Summary

Newsweek report on Chris Taylor’s April 7, 2026 victory in the Wisconsin Supreme Court race, expanding the court’s liberal majority from 4-3 to 5-2 by flipping the seat held by retiring conservative Justice Rebecca Bradley. Taylor took 61% of the vote despite early voting trailing 2025’s pace, and held a roughly 4-to-1 fundraising edge in the closing stretch. Wisconsin Supreme Court races have been read as midterm bellwethers since 2023, when Janet Protasiewicz first flipped the court. Justice Annette Ziegler also announced retirement, opening another seat next year.
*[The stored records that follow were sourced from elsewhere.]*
Issue #943, opened 2019-11-18
Workspace Search


glennsl:
We 'bout to get search! But how?

Here's a rough outline of the (current) plan:

- [ ] Start with a basic UI similar to the search panel in vscode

Wisconsin is heading into an open governor’s race in 2026 after Tony Evers declined to run.

Key Points

  • Chris Taylor won the seat with 61% of the vote
  • Liberal majority on Wisconsin Supreme Court expanded from 4-3 to 5-2
  • Seat previously held by conservative-leaning Justice Rebecca Bradley
  • Early voting nearly half the pace of last year per Milwaukee Journal Sentinel
  • Taylor held ~10x fundraising advantage early on; 4-to-1 in late stage; 6-to-1 spending edge in final pre-election period (per Henrik Schatzinger, Ripon College)
  • Marquette poll March 24: Taylor 23%, Lazar 17%, undecided 53% among registered voters; among likely voters Taylor 30%, Lazar 22%
  • Court has had liberal majority since 2023 Protasiewicz win; consolidating since 2020 Karofsky win
  • 2025 race featured Elon Musk donations to losing conservative Brad Schimel (Crawford won by ~10 points)
  • Endorsements: Obama, Chief Justice Karofsky, Justices Dallet, Protasiewicz, Crawford, 150+ judges
  • Justice Annette Ziegler announced retirement in March — another seat opens 2027
  • Wisconsin is preparing for open 2026 governor’s race after Tony Evers declined to seek third term
  • Pattern: Democratic-leaning voters more active in spring/special elections; Republican-leaning voters more active when Trump on ballot

Newsletter Angles

  • Wisconsin’s pattern of liberal wins in off-cycle court races but Trump wins in presidential cycles is the cleanest empirical case for the differential-engagement theory of contemporary U.S. politics. Same state, same voters, opposite outcomes depending on which group shows up. The court isn’t shifting because the electorate is shifting — it’s shifting because each side has a turnout ceiling and a turnout floor at different election types.
  • The 2025 Musk-funded Schimel race lost by 10 points; Taylor won by ~22 in 2026. Conservative megadonor money in spring court races is now empirically not effective at the margin in Wisconsin. That’s a data point for the broader “billionaire money flooding state judicial races” story.
  • Wisconsin has now had four consecutive liberal wins (Karofsky 2020, Protasiewicz 2023, Crawford 2025, Taylor 2026) for what was until recently a swing court. The shift is structural, not cyclical.

Entities Mentioned

Concepts Mentioned

Quotes

“[Taylor] got into the race months earlier than Lazar and built a big fundraising lead that helped her define the contest before Lazar could really shape it… Taylor raised about 10 times as much as Lazar early on, then still held a roughly 4-to-1 fundraising edge and a 6-to-1 spending edge in the final pre-election period.” — Henrik M. Schatzinger, Ripon College

“Liberal candidates such as Taylor have been advantaged the last several Wisconsin Supreme Court elections because Democratic-leaning voters have been more likely to participate whereas Republican-leaning voters are more active in general elections when Trump is on the ballot.” — Barry Burden, UW-Madison

Notes

Newsweek reporting; mainstream-center frame. Main analytical contribution is Burden’s differential-engagement quote, which is the most defensible single-sentence explanation of Wisconsin’s split-ticket pattern in the wiki. Pair with The Hill — Clay Fuller wins Georgia special election for the parallel “Democrats overperform in spring 2026” data point.